Aile ve Sosyal Hizmetler Bakanı Mahinur Özdemir Göktaş, 10 yıl aradan sonra gerçekleştirilen **“Türkiye’de Kadına Yönelik Şiddet Araştırması-2024”**ün tamamlandığını açıkladı. Göktaş, elde edilen verilerin mevcut politikaların geliştirilmesinde ve gelecekteki çalışmaların yönlendirilmesinde önemli katkı sağlayacağını belirtti.
Bakan Göktaş, yazılı açıklamasında, araştırmanın TÜBİTAK 1007 Programı kapsamında Marmara Üniversitesi ve Türkiye İstatistik Kurumu (TÜİK) iş birliğiyle yürütüldüğünü ve temel bulguların kamuoyuyla paylaşıldığını duyurdu.
Bilimsel verilerle yeni bir dönem başlıyor
Göktaş, “Şiddete karşı sıfır tolerans ilkesinden ödün vermeden yürüttüğümüz mücadelemizde artık bilimsel verilere dayalı, çözüm odaklı ve kapsamlı önleme stratejilerini uygulamaya başlıyoruz. Araştırmadan elde edilen veriler, hem mevcut politikalarımızı hem de gelecekteki çalışmalarımızı şekillendirmede önemli rol oynayacak” ifadelerini kullandı.
18 bin kadınla yüz yüze görüşüldü
Araştırma, Türkiye’nin demografik, coğrafi ve sosyoekonomik özelliklerini yansıtan temsili bir örneklem üzerinden gerçekleştirildi. Toplam 18 bin 275 kadınla yüz yüze görüşmeler yapıldı. Araştırma kapsamında dijital şiddet ve ısrarlı takip gibi daha önce ele alınmamış yeni şiddet türleri hakkında da kapsamlı veriler toplandı.
Bakan, çalışmanın yöntemlerinin uluslararası standartlarla uyumlu olduğunu ve Türkiye’yi temsil edecek güvenilir bir referans kaynağı olacağını vurguladı. Araştırmanın artık her 5 yılda bir tekrarlanacağını belirten Göktaş, verilerin kamuya açık dijital bir platformda paylaşılacağını ve yapay zeka destekli analizlerin yapılabileceğini söyledi. Böylece akademisyenler, araştırmacılar ve sivil toplum kuruluşları, kadına yönelik şiddeti detaylı şekilde inceleyebilecek.
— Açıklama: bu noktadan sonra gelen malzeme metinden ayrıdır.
PR #3914, opened 2023-05-04
Add button to UI to trigger a workflow

maggie-lou:
Video demo: https://share.getcloudapp.com/Apuvpp0z

To encourage people to migrate from the legacy workflow product, this is only supported for workflows setup through Github App integration.

**Related issues**: Fixes buildbuddy-io/buildbuddy-internal#2080


maggie-lou:
* master
  * **PR #3914** <a href="https://app.graphite.dev/github/pr/buildbuddy-io/buildbuddy/3914" target="_blank">Graphite</a>  👈

This comment was auto-generated by [Graphite](https://app.graphite.dev/github/pr/buildbuddy-io/buildbuddy/3914?utm_source=stack-comment).

enterprise/app/workflows/workflows.tsx
```diff
@@ -326,6 +441,39 @@ class RepoItem extends React.Component<RepoItemProps, RepoItemState> {
...
                 <MenuItem onClick={this.onClickUnlinkMenuItem.bind(this)}>Unlink repository</MenuItem>
+                {/* The Run Workflow button is only supported for workflows configured with the Github App, not legacy workflows */}
+                {!this.props.webhookUrl && (
+                  <MenuItem
+                    onClick={this.onClickRunWorkflowMenuItem.bind(this)}
+                    disabled={this.state.isWorkflowRunning}>
+                    Run workflow
+                  </MenuItem>
+                )}
+                <Popup
```
jdhollen, line 452: Rather than double-nesting popups (which I assume shows two shades, too?), could you just inline this to expand inside of the popup that we're already showing?

enterprise/server/workflow/service/service.go
```diff
@@ -592,18 +592,11 @@ func (ws *workflowService) getWorkflowByID(ctx context.Context, workflowID strin
...
-	rwf, err := ws.getRepositoryWorkflow(ctx, groupID, parsedRepoURL)
-	if err != nil {
-		return nil, err
-	}
-
-	return rwf.Workflow, nil
+// GetLegacyWorkflowIDForGitRepository generates an artificial workflow ID so that legacy Workflow structs
+// can be created from GitRepositories to play nicely with the pre-existing architecture
+// that expects the legacy format
+func (ws *workflowService) GetLegacyWorkflowIDForGitRepository(groupID string, repoURL string) string {
```
jdhollen, line 598: this function doesn't look like it needs to be defined on the struct anymore (which would let you go back to not having `gitRepositoryWorkflow` on the struct as well and eliminate a bunch of the diffs in here if I'm not misreading)

enterprise/server/api/api_server.go
```diff
@@ -513,6 +507,11 @@ func (s *APIServer) ExecuteWorkflow(ctx context.Context, req *apipb.ExecuteWorkf
 	}
 	rsp, err := wfs.ExecuteWorkflow(ctx, r)
 	if err != nil {
+		if status.IsNotFoundError(err) {
```
jdhollen, line 510: Just confirming, all that's changed here is that this failure mode is handled by the service instead of checking before making the request, yeah?

enterprise/app/workflows/workflows.tsx
maggie-lou: I double nested the popups because I thought it would look weird to just append the 'run workflow' input form onto the existing menu. Here's what it looks like with the double popups: https://share.getcloudapp.com/xQuRXQ4r

Another option would be to move 'Run Workflow' out of the menu and into its own button

enterprise/server/workflow/service/service.go
maggie-lou: The problem is that buildbuddy_server is in the OSS package, but workflow service is in the enterprise package. buildbuddy_server can't import the workflow file to use the static function, so defined the function on the struct

enterprise/server/api/api_server.go
maggie-lou: Yeah. I realized it was making an unnecessary additional DB read before, so moved things around to eliminate it

enterprise/app/workflows/workflows.css
```diff
@@ -132,6 +132,42 @@
   margin-right: 8px;
 }
 
+.workflows-page .workflow-item .run-workflow-input {
```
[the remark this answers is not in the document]
maggie-lou: I don't have a strong preference on this - was just following the style of the pre-existing file. Removed some scoping to simplify it a bit

enterprise/app/workflows/workflows.tsx
jdhollen: Yeah, pulling it out of this menu sounds nice--it would match the UI that we have to re-trigger on an individual workflow page: 
image

enterprise/server/workflow/service/service.go
jdhollen: oops! i missed the external call, thanks.

jdhollen (commented):
ok cool, let's update the UI to what you suggested, the rest lgtm

maggie-lou:
> ok cool, let's update the UI to what you suggested, the rest lgtm

Done! Here's what it looks like now: https://share.getcloudapp.com/Apuvpp0z

repeat.sh
```diff
@@ -0,0 +1,6 @@
+#!/bin/bash
```
jdhollen, line 1: ahahaha accidental commit, but also, i think you should be able to approximate what you're doing here with `--runs_per_test=50`

maggie-lou: Oops lol

jdhollen (approved):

Yeni eylem planları ve dijital şiddetle mücadele
Göktaş, 2026-2030 dönemini kapsayacak Kadına Yönelik Şiddetle Mücadele 5. Ulusal Eylem Planını yıl sonuna kadar açıklayacaklarını ve 81 il için ayrı İl Eylem Planları hazırlandığını bildirdi. Planlar, her ilin kendi dinamiğine ve risk alanlarına uygun çözümler üretecek şekilde tasarlanıyor.
Bakan, özellikle genç kadınlara yönelik şiddetin önlenmesine ve dijital şiddetle mücadeleye odaklanacaklarını belirterek, sosyal medya ve dijital platformlarda artan tehditlere karşı özel eğitim modülleri hazırlanacağını, bu eğitimlerin üniversite, yurt ve gençlik merkezlerinde uygulanacağını söyledi.
Mağdurlara profesyonel destek ve bütüncül yaklaşım
Şiddet mağduru kadınlara travma odaklı destek programlarının yaygınlaştırılacağını aktaran Göktaş, bireysel danışmanlık ve grup çalışmalarıyla kadınların psikososyal olarak güçlendirilmesinin hedeflendiğini ifade etti. Ayrıca, kadınların sosyal ve ekonomik hayata katılımını artırmak amacıyla İŞKUR, KOSGEB ve belediyelerle entegre bir destek ağı oluşturulacağını belirtti.
Bakan, Şiddet Önleme ve İzleme Merkezleri’ni (ŞÖNİM) daha etkin hale getirdiklerini ve bu merkezlerin mağdura, fail ve topluma yönelik kapsamlı müdahale süreçlerini yöneteceğini açıkladı.
Göktaş, sözlerini şöyle tamamladı:
“Kadına yönelik şiddeti bir insan hakkı ihlali olarak görüyor, tek bir vakaya bile göz yummayacağımızı vurguluyoruz. Şiddetle mücadele ancak güçlü bir irade ve topyekun bir duruşla mümkün. Amacımız, şiddet mağduru tek bir kadının dahi kalmadığı bir toplumu hep birlikte inşa etmektir.”